Topic: Probabilities always >= 0 and <= 1?

 Jussi Piitulainen
Re: Probabilities always >= 0 and <= 1?
Posted: May 9, 2012 12:14 AM

FFMG writes:

> On Tuesday, 8 May 2012 11:35:35 UTC+2, FFMG wrote:
> > Hi,
> >
> > I was looking at a a site,
> > (http://bionicspirit.com/blog/2012/02/09/howto-build-naive-bayes-classifier.html),
> > basically talking about a Naive Bayes Classifier.
> >
> > But in some cases the formula gives me probabilities greater than 1.
> > How it is possible?
> >
> > // Total of 18 documents.
> > // * 9 documents out of a total of 18 are spam messages
> > // * 3 documents out of those 18 contain the word "naughty"
> > // * 3 documents containing the word "naughty" have been marked as spam
> > // * 3 documents out of the total contain the word "money"
> > // * 3 emails out of those have been marked as spam
> >
> > P(spam|naughty,money) = P(money|spam) * P(money|spam) * P(spam)
> > --------------------------
> > P(naughty) * P(money)
> >
> > P(spam|naughty,money) = 3/9 * 3/9 * 9/18 = 2
> > ----------------
> > 3/18 * 3/18
> >
> > But how can a probability be outside of 0 and 1? Must I always
> > force the numbers to be between 0 and 1 and accept that in some
> > cases they will fall outside the range?
> >
> > Many thanks for suggestions as to where I might have gone wrong.
> >
> > Regards,
> >
> > FFMG

>
> Thanks for all the replies, I guess I will force the documents
> classification between 0 and 1, because in my case I will have 100
> of thousands of documents, (we have +200000 currently), and
> hopefully it will not take more than 5000 'training' to get some
> meaningful data classification.
>
> I just thought that even with my 18 documents I should still get a
> probability between 0 and 1.
>
> My main task was to write unit tests, and if the correct result in
> my test with 18 documents is a probability of '2' then I guess the
> calculations are valid.
>
> Thanks for all inputs and suggestions.

Look again at Ray Vickson's post. I think he hit the nail on the head.

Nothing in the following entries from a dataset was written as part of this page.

PR #40, opened 2016-10-26
Allow the use of multiple lookups

alieander:
This changes the way we deal with the ENV variable to allow for single
lookup addresses or lists of addresses for nsq lookupd.


leklund:
Storing the array of values in the string ENV var isn't my favorite but it's the best option since we are using dotenv. :+1:

PR #41, opened 2016-11-01
Ensure Thread::Queue gets closed

jaw6:
@fastly/billing especially @alieander, @standingwave + @set5think 

producer.write returns a Thread::Queue which persists until garbage collection, potentially increasing globally open threads to the maximum, which can be problematic.

In applications that persist a singleton producer for most writes, this likely isn't a problem; however, in applications that instantiate individual 'one-off' producers (eg, for a rake task), this can lead to resource starvation.

Note that this is effectively opt-in: downstream apps would need to switch from `producer.write` to `messenger.deliver` to get the auto-closing Thread::Queue.


set5think:
This is a pretty nice implementation, in that it closes all the threads and the queue without explicitly needing to.

I still think we, at the least, need to alert nsq-ruby about the issue and have it fixed there, because it's way too easy to use that interface and not have someone notice it because everything looks right about it.

jaw6:
> I still think we, at the least, need to alert nsq-ruby about the issue

:+1: I agree. `nsq-ruby`'s implementation is a little complex; it's non-trivial to resolve at that level. I thought I'd start out fixing our issues before they spread to our other services. I should also open an issue with `nsq-ruby` (unless that's part of @alieander's plan)

alieander:
I have not opened issues there in the past :P
Only PR's... 

This seems like it will do the trick for us. Just need to use it in all three places.

jaw6:
Do we still need this after https://github.com/wistia/nsq-ruby/pull/32 ?

alieander:
Likely not...

jaw6:
Superseded by #43

PR #42, opened 2016-11-23
Upgrade to nsq-ruby version 2.0.3

alieander:
This upgrade gains some performance fixes that we need to avoid Thread
leakiness but comes with a slightly newer verbage for tls/ssl options
passed in.

Changes
-------
* upgrade to nsq-ruby 2.0.3 from 1.6.0
* change SSLContext class to be called TlsOptions to new gems wants
* add support for passing in a verify_mode


lib/fastly_nsq/tls_options.rb
```diff
@@ -1,15 +1,18 @@
 module FastlyNsq
-  class SSLContext
+  class TlsOptions
     def initialize(context = nil)
       @context = context || {}
     end
 
     def to_h
       merge_contexts
       if empty_context?
```
leklund: I didn't think `empty_context?` would work anymore since you delete all the nil key's in `merge_context`. But I was wrong:

```
2.3.1 :001 > {}.all?{|k,v| v.nil?}
 => true
```

still, this might be better off as

```
@context.empty?
```

lib/fastly_nsq/consumer.rb
```diff
@@ -11,13 +11,13 @@ class Consumer
     def initialize(topic:, channel:, ssl_context: nil, connector: nil)
       @topic       = topic
       @channel     = channel
-      @ssl_context = SSLContext.new(ssl_context)
+      @tls_options = TlsOptions.new(ssl_context).to_h
```
leklund: Seems a little odd that you change `SslContext` to `TlsOptions` but left `ssl_context` in the method signature. I know that means less downstream changes but it definitely is a bit confusing.

I also think the `to_h` should be inside the merge, but I don't really have a great reason why.

lib/fastly_nsq/tls_options.rb
alieander: This is a good point. I'll change this .

lib/fastly_nsq/consumer.rb
alieander: I don't think we use the passed params anywhere ATM... we lean on the `ENV` variables as defaults so changing that shouldn't make downstream work much harder at all...

leklund:
I like it. Let's :shipit:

He used the law of total probablility to expand the denominator as

P("naughty", "money")
= P("naughty", "money" | "spam" or "not spam")
= P("naughty", "money" | "spam")
+ P("naughty", "money" | "not spam")

after which you can use the _same_ independence assumption in both the
numerator and the denominator. That shouldn't lead to such a blatant

Perhaps this is how Naive Bayes is always done. I haven't checked.